**Description of the task:**
If a line in the entries contains the string "files", include that line in your answer.

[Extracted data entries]
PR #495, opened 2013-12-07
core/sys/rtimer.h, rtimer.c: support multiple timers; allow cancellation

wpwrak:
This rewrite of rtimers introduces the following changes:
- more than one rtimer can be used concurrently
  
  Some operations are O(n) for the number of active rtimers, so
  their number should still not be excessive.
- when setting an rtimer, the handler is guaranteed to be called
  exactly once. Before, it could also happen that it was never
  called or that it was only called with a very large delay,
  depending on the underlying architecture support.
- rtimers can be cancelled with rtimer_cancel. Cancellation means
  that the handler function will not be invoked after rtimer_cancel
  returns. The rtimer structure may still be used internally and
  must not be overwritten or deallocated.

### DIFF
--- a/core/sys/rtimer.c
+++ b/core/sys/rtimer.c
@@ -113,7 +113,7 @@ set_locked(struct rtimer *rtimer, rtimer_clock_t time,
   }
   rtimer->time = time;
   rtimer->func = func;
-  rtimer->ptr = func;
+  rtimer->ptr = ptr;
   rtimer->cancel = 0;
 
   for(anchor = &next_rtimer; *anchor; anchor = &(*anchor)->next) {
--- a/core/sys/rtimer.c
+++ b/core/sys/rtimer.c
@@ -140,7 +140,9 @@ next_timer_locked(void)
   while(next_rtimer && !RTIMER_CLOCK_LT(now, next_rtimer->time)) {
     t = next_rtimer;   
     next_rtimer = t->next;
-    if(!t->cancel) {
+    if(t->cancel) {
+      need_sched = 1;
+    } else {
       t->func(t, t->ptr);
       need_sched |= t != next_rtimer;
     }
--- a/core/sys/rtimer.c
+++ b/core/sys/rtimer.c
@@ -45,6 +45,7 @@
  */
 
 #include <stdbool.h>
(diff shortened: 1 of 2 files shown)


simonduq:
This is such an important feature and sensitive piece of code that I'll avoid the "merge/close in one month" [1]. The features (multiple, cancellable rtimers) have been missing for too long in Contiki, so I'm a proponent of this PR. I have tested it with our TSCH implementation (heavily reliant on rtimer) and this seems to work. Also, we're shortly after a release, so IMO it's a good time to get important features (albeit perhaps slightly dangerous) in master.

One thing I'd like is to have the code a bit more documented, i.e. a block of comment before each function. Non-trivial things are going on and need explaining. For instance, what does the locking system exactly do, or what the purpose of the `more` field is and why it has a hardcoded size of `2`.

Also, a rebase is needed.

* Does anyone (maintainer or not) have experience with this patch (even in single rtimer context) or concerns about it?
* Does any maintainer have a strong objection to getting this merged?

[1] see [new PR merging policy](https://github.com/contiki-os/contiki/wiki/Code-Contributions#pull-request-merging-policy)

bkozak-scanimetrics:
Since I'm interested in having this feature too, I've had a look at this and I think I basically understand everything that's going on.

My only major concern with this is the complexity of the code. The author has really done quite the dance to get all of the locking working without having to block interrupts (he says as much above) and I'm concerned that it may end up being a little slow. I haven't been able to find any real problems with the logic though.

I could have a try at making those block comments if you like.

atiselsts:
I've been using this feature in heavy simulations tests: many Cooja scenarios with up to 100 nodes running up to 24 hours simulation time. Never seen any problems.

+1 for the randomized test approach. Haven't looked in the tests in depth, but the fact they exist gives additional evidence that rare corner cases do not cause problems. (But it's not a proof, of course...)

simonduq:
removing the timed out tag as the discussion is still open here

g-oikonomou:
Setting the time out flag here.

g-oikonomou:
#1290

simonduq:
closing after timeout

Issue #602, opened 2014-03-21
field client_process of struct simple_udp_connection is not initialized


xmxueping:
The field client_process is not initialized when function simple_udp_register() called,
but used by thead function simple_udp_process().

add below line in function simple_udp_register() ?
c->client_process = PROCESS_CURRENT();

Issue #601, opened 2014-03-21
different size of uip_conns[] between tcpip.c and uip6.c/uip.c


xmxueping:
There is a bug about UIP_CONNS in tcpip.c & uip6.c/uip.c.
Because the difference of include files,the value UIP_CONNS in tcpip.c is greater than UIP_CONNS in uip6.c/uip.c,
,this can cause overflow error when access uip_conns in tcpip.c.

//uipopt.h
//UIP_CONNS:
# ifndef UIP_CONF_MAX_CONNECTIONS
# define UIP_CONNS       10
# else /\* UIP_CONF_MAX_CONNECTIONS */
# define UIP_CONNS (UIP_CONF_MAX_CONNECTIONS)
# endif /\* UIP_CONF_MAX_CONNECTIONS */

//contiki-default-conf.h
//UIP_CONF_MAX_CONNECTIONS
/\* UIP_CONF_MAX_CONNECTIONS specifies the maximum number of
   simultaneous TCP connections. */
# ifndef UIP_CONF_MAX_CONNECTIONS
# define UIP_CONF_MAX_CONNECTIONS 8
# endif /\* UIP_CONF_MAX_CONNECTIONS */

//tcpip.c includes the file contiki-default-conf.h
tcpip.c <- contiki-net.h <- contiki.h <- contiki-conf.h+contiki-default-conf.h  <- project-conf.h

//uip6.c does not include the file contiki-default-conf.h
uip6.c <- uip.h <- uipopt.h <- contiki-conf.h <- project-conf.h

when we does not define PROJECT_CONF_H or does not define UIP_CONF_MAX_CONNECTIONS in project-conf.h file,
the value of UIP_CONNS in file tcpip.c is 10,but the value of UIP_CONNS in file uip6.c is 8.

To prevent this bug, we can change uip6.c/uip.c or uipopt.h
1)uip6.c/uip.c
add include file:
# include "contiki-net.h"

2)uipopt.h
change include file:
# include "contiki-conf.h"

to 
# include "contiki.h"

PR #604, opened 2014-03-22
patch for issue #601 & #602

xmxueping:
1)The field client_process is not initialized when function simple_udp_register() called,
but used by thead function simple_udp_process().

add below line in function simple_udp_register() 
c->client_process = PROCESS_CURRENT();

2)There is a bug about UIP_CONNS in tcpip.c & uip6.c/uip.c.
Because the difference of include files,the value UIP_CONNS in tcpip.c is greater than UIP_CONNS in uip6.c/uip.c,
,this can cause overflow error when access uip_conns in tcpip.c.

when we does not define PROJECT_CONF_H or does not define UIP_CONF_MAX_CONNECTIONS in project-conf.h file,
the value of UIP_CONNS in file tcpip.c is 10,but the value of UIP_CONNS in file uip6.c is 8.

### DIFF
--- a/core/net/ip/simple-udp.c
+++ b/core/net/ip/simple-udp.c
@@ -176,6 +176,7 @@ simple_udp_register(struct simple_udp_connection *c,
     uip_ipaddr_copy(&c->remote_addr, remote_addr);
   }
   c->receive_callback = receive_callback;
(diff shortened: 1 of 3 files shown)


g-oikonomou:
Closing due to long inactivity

**Solution to the exercise:**
(diff shortened: 1 of 2 files shown)
Because the difference of include files,the value UIP_CONNS in tcpip.c is greater than UIP_CONNS in uip6.c/uip.c,
Because the difference of include files,the value UIP_CONNS in tcpip.c is greater than UIP_CONNS in uip6.c/uip.c,
(diff shortened: 1 of 3 files shown)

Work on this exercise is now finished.